NCSC Releases Fact Sheet on DNS Monitoring

October 4, 2019

The Dutch National Cyber Security Centre (NCSC) has released a fact sheet on the increasing difficulty of Domain Name System (DNS) monitoring. NCSC warns that although modernization of transport protocols is helpful, it also makes it more difficult to monitor or modify DNS requests. These changes could render an organization’s security controls ineffective.

The Cybersecurity and Infrastructure Security Agency (CISA) recommends users and administrators review the Dutch NCSC fact sheet on DNS monitoring for additional information and recommendations.

 

Microsoft Re-Releases Security Updates

October 3, 2019

Microsoft has re-released security updates to address a vulnerability in Microsoft software. A remote attacker could exploit this vulnerability to take control of an affected system. Updates are now available automatically via Windows Update or Windows Server Update Services.

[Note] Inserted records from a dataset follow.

Issue #386, opened 2019-03-25
Command line java version no longer needed in debug info window


Phergus:
**Describe the bug**
As MapTool going forward will always be 64-bit the extra info provided by the command line `java -version` call is no longer needed and leads to confusion for users.

**To Reproduce**
1. Start MapTool
2. Go to Help -> Gather Debug Information...

**Expected behavior**
No longer will show the unneeded information.

Will also be slightly faster at showing the info window without the system call.

**Screenshots**
![image](https://user-images.githubusercontent.com/34379254/54954670-d0a42480-4f10-11e9-9a7e-01ba3f493a94.png)

**MapTool Info**
- Version: 1.5.1
- Install: Any

**Desktop (please complete the following information):**
 - OS: Any
 - Version: Any

Phergus:
@Azhrei pointed out that the max memory value being given was incorrectly formatted due to a bug introduced in Nerps fork.

JamzTheMan:
Hey I didn't introduce no bugs! I'm pretty sure I didn't introduce a bug. Did I introduce a bug?
"Hello bug!"

Joking aside, I never touched gather info other than to add the encoding section as far as I can remember.  If it changed it could be due to JVM changes from java 1.6 through java 10?

Phergus:
Somebody touched MemoryStatusBar.java and made a change to how the value was being saved but didn't notice that there was a public method used to access it.  ;)

No worries.  Easy fix.

JamzTheMan:
Man, who did that? You gotta watch that guy lol 😜

PR #387, opened 2019-03-25
Update SysInfo.java

Phergus:
Removed method to get the command line java -version info as it is no longer needed since all MT versions going forward are 64-bit.  Issue #386

---
This change is [Reviewable](https://reviewable.io/reviews/rptools/maptool/387)


Azhrei:
While you’re in there, can you check the formatting of the memory sizes?  I’ve seen some second entries (Mem Used) with an M after them and three fields (like ###,###,###M).  Seems high for “used”.

If there’s a way to get the command line args, that would be nice (not JVM, just for the app).

JamzTheMan:
FYI: If you need it, there is an Apache lib util to format numbers in k/m/g (and it's smart enough to pick k/m/g for you IIRC).  I use it in the statusbar updates (search for that) where I get the Asset Cache size and display on the, well, status bar. :)  

If it just returns a long or something for the memory sized, this will be handy I think.

Phergus:
@Azhrei Roger that.
@JamzTheMan   That will be handy.

Issue #395, opened 2019-03-26
The macro editor is still broken


juan0286:
**Describe the bug**
The macro editor is still broken when try Edit any Macro.

**To Reproduce**
1. Open Map Tool
2. Edit any Button Macro

**Expected behavior**
View the MAcro Editor Windows

**MapTool Info**
- Version: 1.5.1
- Install: Upgrade [maptool-1.4.5.4]

**Desktop (please complete the following information):**
 - OS: [Windows and Linux Ubuntu ]
 - Version [W7, Ubuntu 14.04 LTS]
- Language: Spanish

**Additional context**
Only agree that I use the Spanish language both in OS, and in the map tool.

juan0286:
Error Detail: 

java.lang.RuntimeException: Didn't find the 'Edit' menu?
	at net.rptools.maptool.client.ui.MacroButtonDialog.createMenuBar(MacroButtonDialog.java:506)
	at net.rptools.maptool.client.ui.MacroButtonDialog.<init>(MacroButtonDialog.java:126)
	at net.rptools.maptool.client.ui.macrobuttons.buttons.MacroButtonPopupMenu$EditButtonAction.actionPerformed(MacroButtonPopupMenu.java:164)
	at java.desktop/javax.swing.AbstractButton.fireActionPerformed(AbstractButton.java:1967)
	at java.desktop/javax.swing.AbstractButton$Handler.actionPerformed(AbstractButton.java:2308)
	at java.desktop/javax.swing.DefaultButtonModel.fireActionPerformed(DefaultButtonModel.java:405)
	at java.desktop/javax.swing.DefaultButtonModel.setPressed(DefaultButtonModel.java:262)
	at java.desktop/javax.swing.AbstractButton.doClick(AbstractButton.java:369)
	at de.muntjak.tinylookandfeel.TinyMenuItemUI.doClick(Unknown Source)
	at de.muntjak.tinylookandfeel.TinyMenuItemUI$MouseInputHandler.mouseReleased(Unknown Source)
	at java.desktop/java.awt.Component.processMouseEvent(Component.java:6589)
	at java.desktop/javax.swing.JComponent.processMouseEvent(JComponent.java:3342)
	at java.desktop/java.awt.Component.processEvent(Component.java:6354)
	at java.desktop/java.awt.Container.processEvent(Container.java:2261)
	at java.desktop/java.awt.Component.dispatchEventImpl(Component.java:4966)
[...]

PR #396, opened 2019-03-26
Fix non-English Edit menu issue.

Phergus:
Fixes Issue #395 - Should have been using I18N call to get menu name.

---
This change is [Reviewable](https://reviewable.io/reviews/rptools/maptool/396)


Azhrei:
The menu updates were supposed to go away completely and be replaced with toggle buttons.  Is that what's in here?  Might as well do the tooltip field size increase since the abeille form will need editing anyway.  I think there was one other thing on the abeille form to update; should be in the issue list somewhere.

Phergus:
This only addresses the two exceptions.

Issue #416, opened 2019-04-02
Create a movedOverDrawing function


Jaggeroth:
**Is your feature request related to a problem? Please describe.**
The second part of @rkathey request to create a script method to determine if a token has moved over a drawing.

**Describe the solution you'd like**
Create a movedOverDrawing function that when given a drawing reference and a "Last Path" array of coords, returns a list of coords (if any) that cross the drawing.

This should cover instances of drawing that cannot be plotted by a simple list of coords, such as grouped drawing, ovals, thick lines etc.

**Describe alternatives you've considered**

The Cybersecurity and Infrastructure Security Agency (CISA) encourages users and administrators to review Microsoft Security Advisory for CVE-2019-1367 and apply the necessary updates.

 

Cisco Releases Security Updates

October 3, 2019

Cisco has released security updates to address vulnerabilities affecting multiple Cisco products. A remote attacker could exploit some of these vulnerabilities to take control of an affected system.

The Cybersecurity and Infrastructure Security Agency (CISA) encourages users and administrators to review the Cisco Event Response page and apply the necessary updates.

 

Exim Releases Security Update

October 1, 2019

Exim has released a security update to address a vulnerability affecting Exim versions 4.92 to 4.92.2. A remote attacker could exploit this vulnerability to take control of an affected email server.

The Cybersecurity and Infrastructure Security Agency (CISA) encourages users and administrators to review the Exim CVE-2019-16928 page and upgrade to Exim 4.92.3.